Can you send me PM with your e-mail address?

Oliver


----------



## PMK (Oct 12, 2004)

Rob762 said:


> Great bike, I can't swing the $ right now. Not enough posts to reply to pm. Hope injury is healing well and you sell the bike soon.
> 
> Rob
> 
> Sent from my iPad using Tapatalk HD


Rob, it may be the most economical deal for you...I know you have no money, but you would save big on shipping being local. Plus the bike could make you faster since it already knows the cool tandem trails locally and up through central Florida.

As a free bonus I'll let you know, this bike is not afraid of Alligators.

PK


----------



## Rob762 (Feb 9, 2012)

PMK said:


> Rob, it may be the most economical deal for you...
> 
> As a free bonus I'll let you know, this bike is not afraid of Alligators.
> 
> PK


Lmao...... A well trained Florida bike. I'm in Davie (west of ft lauderdale). Where are you at?

Sent from my iPad using Tapatalk HD


----------



## PMK (Oct 12, 2004)

West Palm Beach

PK


----------



## Rob762 (Feb 9, 2012)

31" standover.... Too much for moi. ;(


Sent from my iPad using Tapatalk HD


----------



## PMK (Oct 12, 2004)

The market seems slow unless I want to give it away.

Is there any interest in the frame, fork, or other components?. 

Considering some options, including parting it out.

If the interest was there, I could easily make the change to a 3x9.

PK


----------



## PretendGentleman (May 24, 2011)

I'd love something like that, but as a grad student won't be able to afford it for a couple years, until I've got a real job.

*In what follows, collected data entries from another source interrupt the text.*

PR #68, opened 2017-05-22
Adds sessions layout public event

### LINKED ISSUE #63: Implementing sessions layout for public events(UI)
- [x] feature request

Currently the sessions layout is missing from the public events. Add sessions to the public events as shown in the screenshot.
screenshot from 2017-05-20 15-19-10

@niranjan94 I will be working on this.

geekyd:

Adds session layout in public events page
Added components
- Session-filter
- Session-list
- Session-item

####Screenshot
screenshot from 2017-05-22 10-25-03

Fixes #63 
@niranjan94 Please review.

### DIFF
--- a/app/components/public/session-filter.js
+++ b/app/components/public/session-filter.js
@@ -1,0 +1,12 @@
+import Ember from 'ember';
+
+const { Component } = Ember;
+
+export default Component.extend({
+
+  actions: {
+    filter(trackId = null) {
+      this.set('selectedTrackId', trackId);
+    }
+  }
+});
--- a/app/components/public/session-item.js
+++ b/app/components/public/session-item.js
@@ -1,0 +1,7 @@
+import Ember from 'ember';
+
+const { Component } = Ember;
+
+export default Component.extend({
+  classNames: ['ui', 'segment']
+});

Good luck selling it, and I hope for your sake you don't still have it when I've got the money to buy


----------



## PMK (Oct 12, 2004)

PretendGentleman said:


> I'd love something like that, but as a grad student won't be able to afford it for a couple years, until I've got a real job. Good luck selling it, and I hope for your sake you don't still have it when I've got the money to buy


Make an offer. It's just sitting here not being used.

PK


----------



## Danthuente (May 7, 2012)

*tandem fandango*

Hi,
I'm interested in your tandem. I tried to PM you but as a new user the site won't let me.... quite frustrating.
I live in Michigan. I gather the bike is in Florida. I have access to a friend of a friends fandango that I will demo this weekend. I'm concerned about frame size for my wife and I. I am 6'1", she is 5'2".
I'll be in touch, or feel free to call me. or cell 231-620-0526
If the frame size is right, it checks out with a bike shop, and you are willing to wiggle a little on price, this might work out.

Dan


----------



## malaclemys (Oct 22, 2010)

Dan, I am not sure if you got through to PMK w/your PM but I can tell you I am about your size, my stoker is only slightly taller than yours, and we ride a large Fandango like PMK's. FYI, Paul is a bit shorter than me and he claims he has short legs. This weekend I tried my friend's new (small) Fandango and I really didn't feel much difference in the standover. What I did notice was the length. Way too short for me. You need the room in the cockpit for both captain and stoker. I really noticed this when we got a road tandem and stoker was up in my business more than usual. PMK's rig should fit you well. Good luck, Jamie

Jamie


----------



## PMK (Oct 12, 2004)

malaclemys said:


> Dan, I am not sure if you got through to PMK w/your PM but I can tell you I am about your size, my stoker is only slightly taller than yours, and we ride a large Fandango like PMK's. FYI, Paul is a bit shorter than me and he claims he has short legs. This weekend I tried my friend's new (small) Fandango and I really didn't feel much difference in the standover. What I did notice was the length. Way too short for me. You need the room in the cockpit for both captain and stoker. I really noticed this when we got a road tandem and stoker was up in my business more than usual. PMK's rig should fit you well. Good luck, Jamie
> 
> Jamie


Jamie and Jennifer

Back is healing and I am being well behaved by not riding off-road until some official promises to the stoker are fulfilled.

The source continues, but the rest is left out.